Can you use the gooseneck as an aid for securing loads?
Source: Broshuis BV
A semi low loader is a trailer for transporting high inseparable loads. They are used for heavy transport in construction and industry, such as concrete elements, parts of wind turbines and steel structures. Semi low loaders are also perfect for transporting excavators and road construction machinery. The chassis of a semi low loader is fitted with a gooseneck, creating a low loading platform behind the gooseneck and thereby allowing you to transport a higher load. On a semi low loader, the gooseneck acts as a kind of bulkhead. But can you use this gooseneck as an aid when securing loads? And if so, what forces is the gooseneck able to handle? In order to answer this question, our load securing specialist, Niels Bouwmeester, in collaboration with the inventor of the semi low loader, Broshuis BV, made a calculation with the gooseneck. He describes the results in his new blog.
GOOSENECK AS BULKHEAD
A trailer has two types of bulkheads: an EN12642 Code L and an EN12642 Code XL bulkhead. An EN12642 Code L bulkhead has a maximum specified load value of 5000 daN. An EN 12642 Code XL bulkhead must be able to withstand at least 50% of the specified loading capacity.
Of course, a gooseneck is also able to withstand forces. It acts like a kind of bulkhead; only a gooseneck hasn’t been tested, so you don’t know what load it is able to handle. Because no data is available, an inspector will automatically assume a Code L load of 5000 daN. But is this right? A gooseneck forms part of the chassis and, in theory, is able to withstand higher forces than the named 5000 daN.
CALCULATING THE FORCE OF THE GOOSENECK
In order to prove that a gooseneck is able to handle the forces of the load, tests will need to be carried out. In this investigation, we work with computer calculations because practical tests are relatively awkward. Even for an independent test institute, it is difficult to carry this out experimentally (by means of a pressure test, for example). The low loader ‘market’ is also relatively small. However, it is not impossible, because pressure tests were sometimes carried out in the past too.
THE CALCULATION
When making the calculation, we took the following things into account:
What requirements must the part satisfy?
The material stress must not exceed 0.55% of the yield point.
What standards apply?
Steel type S355
What is the maximum permissible material strength?
198 N/mm2
Starting point:
The gooseneck is clamped in the position of the kingpin, so movement remains possible.
To obtain a coupling load of 18,000 kg, we place the load on the trailer.
On the top of the gooseneck (the most unfavourable position), we place a load that presses 18,000 kg (of the weight of the load) against the gooseneck.
RESULT
The forces do not cause the gooseneck to become distorted.
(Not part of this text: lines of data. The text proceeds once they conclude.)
PR #349, opened 2026-09-09
Validate cookiecutter names as FPP identifiers and harden CMake registration

### LINKED ISSUE #5874: fprime-util new: cookiecutter names are not validated as FPP identifiers and allow CMake injection
## Problem

`fprime-util new` pastes the name entered in the cookiecutter wizard verbatim into the build system:

```cmake
add_fprime_subdirectory("${CMAKE_CURRENT_LIST_DIR}/<name>/")
```

`is_valid_name` in `src/fprime/util/cookiecutter_wrapper.py` only rejects a fixed list of characters. It does not block `;`, `(`, `)`, or newlines, so a name such as `x"); file(WRITE ...)` is accepted, written into `project.cmake` / `CMakeLists.txt`, and executed at configure time. Because these files are committed and shared, a wizard prompt becomes a way to plant arbitrary CMake in a repository.

Related problems in the same code path:

- The denylist accepts names that are not valid FPP identifiers (`1553Bus`, `Gps.v2`, `Système`), so generation succeeds and the failure surfaces later in `fpp-check` or the C++ compile with a confusing error.
- `..` segments and absolute paths are not rejected, so a bad relative path can register a directory outside the project.
- `add_to_cmake` writes `str(comp_path)`, which produces backslash-separated paths on Windows. `Comm\SwitchManager` is invalid CMake.
- The hook error message ("Do not use spaces or special characters") does not describe the rule that is actually applied.

## Proposed fix

- Require cookiecutter names to be FPP identifiers: letters, digits, and underscores, not starting with a digit. Keep the existing `is_valid_name` return contract (first offending character, or `"valid"`).
- Before writing to CMake, reject absolute paths, `.`/`..` parts, and the characters that can terminate or inject into a CMake quoted argument (backslash, double quote, dollar, semicolon, control characters). Existing parent directories with spaces or non-ASCII characters must still register normally.
- Write paths in POSIX form and treat the legacy backslash form as already registered so re-running the wizard on Windows does not append a duplicate line.
- Update the five `pre_gen_project.py` hook messages, the wizard prompts, and the `fprime-util new` help text to state the naming rule.
- Add unit tests covering injection attempts, accepted and rejected names, nested directories, duplicate detection, and error propagation.

## User-visible change

Names that start with a digit or contain dots were previously accepted and will be rejected. This is the correct rule for FPP identifiers and should be called out in the release notes.

bitWarrior:
| | |
|:---|:---|
|**_Related Issue(s)_**| Closes nasa/fprime#5874 |

---
## Change Description

- `is_valid_name` now requires cookiecutter names to be FPP identifiers: letters, digits, and underscores, not starting with a digit. It still returns the first offending character (or `"valid"`), so third-party templates that call it keep working.
- `add_to_cmake` validates the path before writing. It rejects absolute paths, `.`/`..` parts, and the characters that can terminate or inject into a CMake quoted argument (backslash, double quote, dollar, semicolon, control characters). Existing parent directories with spaces or non-ASCII characters still register normally.
- Registered paths are written in POSIX form. The backslash form written by older releases on Windows is recognised as already registered, so re-running the wizard does not append a duplicate line.
- `register_with_cmake` only catches the `relative_to()` error, so a CMake file outside the project root still fails the command with a nonzero exit as before.
- The five `pre_gen_project.py` hook messages, the wizard prompts in each `cookiecutter.json`, and the `fprime-util new` help text now state the naming rule.

## Rationale

Names entered in the `fprime-util new` wizard were pasted verbatim into `add_fprime_subdirectory("${CMAKE_CURRENT_LIST_DIR}/<name>/")`. The old denylist did not block `;`, parentheses, or newlines, so a name could inject CMake that runs at configure time and lands in committed project files. The denylist also accepted names that are not valid FPP identifiers (`1553Bus`, `Gps.v2`), which failed later in `fpp-check` or the C++ compile with a confusing error. Closes nasa/fprime#5874.

`test/fprime/util/test_cookiecutter_wrapper.py` grows from 3 to 46 tests covering injection attempts, accepted and rejected names, nested directories with spaces and non-ASCII characters, duplicate detection (including the legacy Windows form), and error propagation. Run with:

```
PYTEST_DISABLE_PLUGIN_AUTOLOAD=1 PYTHONPATH=src python3 -m pytest test/fprime/util/test_cookiecutter_wrapper.py
```

Review focus:
- The unsafe-character set in `_UNSAFE_CMAKE_CHARS`. Only characters that are special inside a CMake quoted argument are rejected, so parent directories are not over-restricted.
- Manual check: run `fprime-util new --component` from a directory whose path contains a space and confirm it registers with the build system.

**User-visible change:** names that start with a digit or contain dots were previously accepted and are now rejected. This should be noted in the release notes.

## Future Work

None planned.

🤖 Generated with [Claude Code](https://claude.com/claude-code)

https://claude.ai/code/session_019JF4eDGTZMTHXabs3oo8iU


thomas-bc:
This has never been flagged by users as a problem and is more code / regex that I'm comfortable reviewing for the priority that it is. This also speaks to things like validating Windows path –which we don't support– so I don't know that this was generated with our use case in mind. This is user input, so I don't know that CMake injection is an issue. Closing.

Everything remains easily within the applicable margins.
The parameters in the computer model create a red colour due to the clamping. This is not the case in practice, because the gooseneck is able to move freely due to the plate.
The elastic distortion (commonly known as sagging) doesn’t cause any problems either, as it easily remains within the boundaries on all sides.
CONCLUSION: THE GOOSENECK IS STRONG ENOUGH AS AN AID WHEN SECURING LOADS
As you have seen above, the gooseneck contains enough residual capacity. The rule “what a gooseneck is able to/allowed to bear is also what it is able to retain” may therefore be adopted.
In the example, the load has been placed on top of the gooseneck, which can be the most unfavourable point. If you place the load fully against the gooseneck, then the gooseneck is subjected to shearing, making the gooseneck many times stronger!
I believe it is the manufacturer’s responsibility to explain this, to ensure that the product is used correctly.
This can be done by using a document stating the following details:
- The address details (optionally a logo) and the telephone number of the designer/supplier.
- The declaration that the ‘construction’ is resistant to ‘certain’ forces.
- A unique number.
- The VIN number of the vehicle in question.
- A drawing or description with dimensions of the structure and the materials used (including strength calculation).
- The conditions (for example clean/dry, use of anti-slip and position of load)
- This should not be a handwritten document.
- Please note: this document does not meet a standardisation.
I believe that everyone in the chain (the manufacturer, the user and the inspecting authorities) benefits from such a document. It is also useful to issue a BC value (Blocking Capacity, the maximum force to bear a certain direction), as this makes it easy to make load securing calculations.
(No rights may be derived from this example or the calculation).